As you can see from Figure 27, there are approximately 2 peaks at the data. They are 12 (12 PM) and 19 (7 PM). It makes sense since most people shopping during the day. From this data, we can suggest to our bussiness partner to advertise their product right before 12 PM and/or 7 PM. It could be 11.30 AM and/or 6.30 PM.
Remember, this chart is the total orders of all cities. Maybe you could make a spesific chart for a spesific city and planning the advertisement better for that city.
4. What Products Are Most Often Sold Together?
We’re gonna take a look to our top 5 data as usual.
Look carefully at Figure 28. We can see that “Order ID” indicate the transaction. So by grouping the product by the Order ID, we are able to know what products are often sold together. We’re gonna use .duplicated() method to find a duplicate values of “Order ID”.
Now we want to create a column called “Product Bundle” that contain example Google Phone and Wired Headphone (transaction 17650) at the same line. We’re gonna use the .transform() method to join values from two rows into a single row.
It’s good, but we have an issue here. We have the same order at least twice because we did merge them in every situation in groupby without dropping the duplicate values. Now let’s drop the rows with duplicate values.
Now, we need to count the pair of products. We need new libraries because they have all we need to count all the combination of products bundle. We’re gonna use itertools and collections libraries.
It’s too messy, let’s just showing the top 10 data
Now we can clearly see that the most often products sold together are iPhone and Lightning Charging Cable with 1005 transactions. We could count the 3 product bundles by just changing the count.update index into 3.
We can see the most often sold products (3 products) together are Google Phone, USB-C Charging Cable, and Wired Headphones with 87 transactions. It’s not really significant compare to the 2-Product Bundle. So we’re gonna ignore the 3-Product bundle.
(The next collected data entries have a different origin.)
PR #3706, opened 2023-10-06
fix(overlay): allow overlay to persist on hover

### LINKED ISSUE #3366: [Bug][a11y]: Tooltip content not hoverable
### Code of conduct

### Impacted component(s)

Tooltip

### Expected behavior

When a user hovers over an element that triggers a tooltip, the tooltip should appear. The tooltip should remain visible and accessible when the user moves their mouse pointer onto the tooltip itself. This should allow users to interact directly with the content inside the tooltip, such as clicking on a link within the tooltip. The tooltip should only disappear when the user moves their mouse pointer away from both the tooltip and the triggering element, or if the user explicitly dismisses the tooltip (e.g., using the Esc key).

### Actual behavior

When a user navigates to an element with a tooltip and hovers over it, the tooltip appears as expected. However, when the user moves their mouse pointer onto the tooltip itself, the tooltip disappears. This makes it impossible for users to interact directly with the content inside the tooltip.

### Screenshots

_No response_

_No response_

1. Navigate to the element triggering the tooltip
2. Hover over the element to trigger the tooltip
3. Try moving the mouse pointer onto the tooltip content itself

Result:
The tooltip disappears as soon as the mouse pointer leaves the boundary of the triggering element and enters the tooltip.

_No response_

_No response_

najikahalsema:
## Description

A timer based approach to allowing hover content to persist so that a user can hover over it. 

## Related issue(s)
- fixes #3366 

## Motivation and context

Blocks Coachmark PR and Rich Tooltip PR. This also matches the expected behaviour for tooltips outlined by [WACG](https://developer.mozilla.org/en-US/docs/Web/Accessibility/ARIA/Roles/tooltip_role).

## How has this been tested?

-   [ ] _Before_
    1. Go [here](https://opensource.adobe.com/spectrum-web-components/storybook/?path=/story/tooltip--overlaid-top)
    2. Hover over any of the trigger elements
    3. Attempt to hover over a tooltip
    4. See that it is not possible! 
    5. You can also try the same test [here](https://opensource.adobe.com/spectrum-web-components/storybook/?path=/story/overlay--click-and-hover-targets)
-   [ ] _After_
    1. Go [here](https://halsema-overlay-hover-handler--spectrum-web-components.netlify.app/storybook/?path=/story/tooltip--overlaid-top)
    2. Hover over any of the trigger elements
    3. Attempt to hover over a tooltip
    4. See that it is now possible! 
    5. Once you leave the triggerElement and go somewhere that isn't the overlay, the tooltip should close shortly after. 
    6. You can try the same test [here](https://halsema-overlay-hover-handler--spectrum-web-components.netlify.app/storybook/?path=/story/overlay--click-and-hover-targets).

## Types of changes

## Checklist

## Best practices

### DIFF
--- a/packages/overlay/src/Overlay.ts
+++ b/packages/overlay/src/Overlay.ts
@@ -808,57 +808,18 @@ export class Overlay extends OverlayFeatures {
     // set a timeout once the pointer enters and the overlay is shown
     // give the user time to enter the overlay
 
-    protected handleOverlayPointerenter = (event: PointerEvent): void => {
-        if (
-            this.triggerElement === event.relatedTarget ||
-            (this.hasNonVirtualTrigger &&
-                (this.triggerElement as HTMLElement).contains(
-                    event.relatedTarget as Node
-                ))
-        ) {
-            return;
-        }
-
+    protected handleOverlayPointerenter = (): void => {
         if (this.hoverTimeout) {
             clearTimeout(this.hoverTimeout);
             delete this.hoverTimeout;
         }
     };
 
-    protected handlePointerleave = (event: PointerEvent): void => {
-        if (
-            this === event.relatedTarget ||
-            this.contains(event.relatedTarget as Node) ||
-            [...this.children].find((child) => {
-                if (child.localName !== 'slot') {
-                    return false;
-                }
-                return (child as HTMLSlotElement)
-                    .assignedElements({ flatten: true })
-                    .find((el) => {
-                        return (
-                            el === event.relatedTarget ||
-                            el.contains(event.relatedTarget as Node)
-                        );
-                    });
-            })
-        ) {
-            return;
-        }
-
+    protected handlePointerleave = (): void => {
         this.doPointerleave();
     };
 
-    protected handleOverlayPointerleave = (event: PointerEvent): void => {
-        if (
-            this.triggerElement === event.relatedTarget ||
-            (this.hasNonVirtualTrigger &&
-                (this.triggerElement as HTMLElement).contains(
-                    event.relatedTarget as Node
-                ))
-        ) {
-            return;
-        }
+    protected handleOverlayPointerleave = (): void => {
         this.doPointerleave();
     };
 
--- a/packages/overlay/src/Overlay.ts
+++ b/packages/overlay/src/Overlay.ts
@@ -53,6 +53,7 @@ import { PlacementController } from './PlacementController.js';
 import styles from './overlay.css.js';
 
 const LONGPRESS_DURATION = 300;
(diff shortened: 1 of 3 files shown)


packages/overlay/test/overlay.test.ts
```diff
@@ -768,7 +769,7 @@ describe('Overlay - type="modal"', () => {
     });
 });
 describe('Overlay - timing', () => {
-    it('manages multiple modals in a row without preventing them from closing', async () => {
+    it.only('manages multiple modals in a row without preventing them from closing', async () => {
```
Westbrook, line 772: Remove `.only`

packages/overlay/test/overlay.test.ts
```diff
@@ -833,8 +835,9 @@ describe('Overlay - timing', () => {
                 },
             ],
         });
-        await nextFrame();
-        await nextFrame();
+        // allow "hover" content to close by waiting for its timer to complete
+        await aTimeout(400);
```
Westbrook, line 839: If the tooltip should be “closed” at this point, could we leverage an `sp-closed` listener instead?

Westbrook, line 839: If the tooltip should be “closed” at this point, could we leverage an `sp-closed` listener instead?

packages/overlay/test/overlay.test.ts
```diff
@@ -875,7 +878,7 @@ describe('Overlay - timing', () => {
             ],
         });
         await closed;
-
+        await aTimeout(200);
```
Westbrook, line 881: What does this wait for?

Westbrook (commented):
Let's double check that the tests you change continues to test what it did while adapting to this new feature. At least the comments seem out of date, but it's not clear that we're serving both the original and new intent appropriately.

packages/overlay/src/Overlay.ts
```diff
@@ -53,6 +53,7 @@ import { PlacementController } from './PlacementController.js';
 import styles from './overlay.css.js';
 
 const LONGPRESS_DURATION = 300;
+const HOVER_DELAY = 300;
```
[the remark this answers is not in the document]
najikahalsema: Great question! And great catch! I actually just picked an arbitrary number. I think I started with 400 and subconsciously changed it to 300 when I put this variable next to the longpress one 😅 I'll circle back on this and put some rationale behind this number and change it if needed!

Westbrook (approved):
Nice work here! That removal of the old half logic might make this a new loss in end user JS, too 🚀 

:shipit:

What would we do with this data? Well, we could offer a smart deal to the customer that buy iPhone, you could recommend the charging cable with discount. That’s one of the possibility and you can bundle the remaining products if you need to.
5. What product sold the most? Why do you think it did?
As usual, let’s see our data looks like again.
We need to sum up the “Quantity Ordered” based on grouping the Product. So let’s do it.
To make it easier to understand, let’s visualize it.
Now we can see what product sold the most, it’s AAA Batteries(4 pack). We can also see that AA Batteries (4 pack), Lightning Charging Cable, USB-C Charging Cable, and Wired Headphones are sold more than other products. Why are they sold the most? The first impression is that they are cheaper than other products. As a data scientist, let’s prove this hypothesis. We could do it by overlaying the graph by their actual price and see if they have direct correlation.
Now we will interprate our results. Our hypothesis is true if the high sold products have low price. From the graph we can see it is the case for AAA Batteries and all products except the Macbook Pro Laptop and ThinkPad Laptop. They have decent orders eventhough they are expensive. We can say that there are many people in the world need laptops. So the laptops are the exception because the laptops have high demand.
CONCLUSION
- What was the best month for sales? How much was earned that month?
The best month for sales is December. The company earned approximately $4,810,000.
2. What city sold the most product?
San Fransisco is the city with the highest sales.
3. What time should we display advertisements to maximize likelihood of customer’s buying products?
We can suggest to advertise the products right before 12 PM and/or 7 PM. It could be 11.30 AM and/or 6.30 PM.
4. What Products are most often sold together?
The most often products sold together are iPhone and Lightning Charging Cable with 1005 transactions.
5. What product sold the most? Why do you think it did?
AAA Batteries(4 pack) is the most sold product. Because it’s cheaper than other products and has high demand.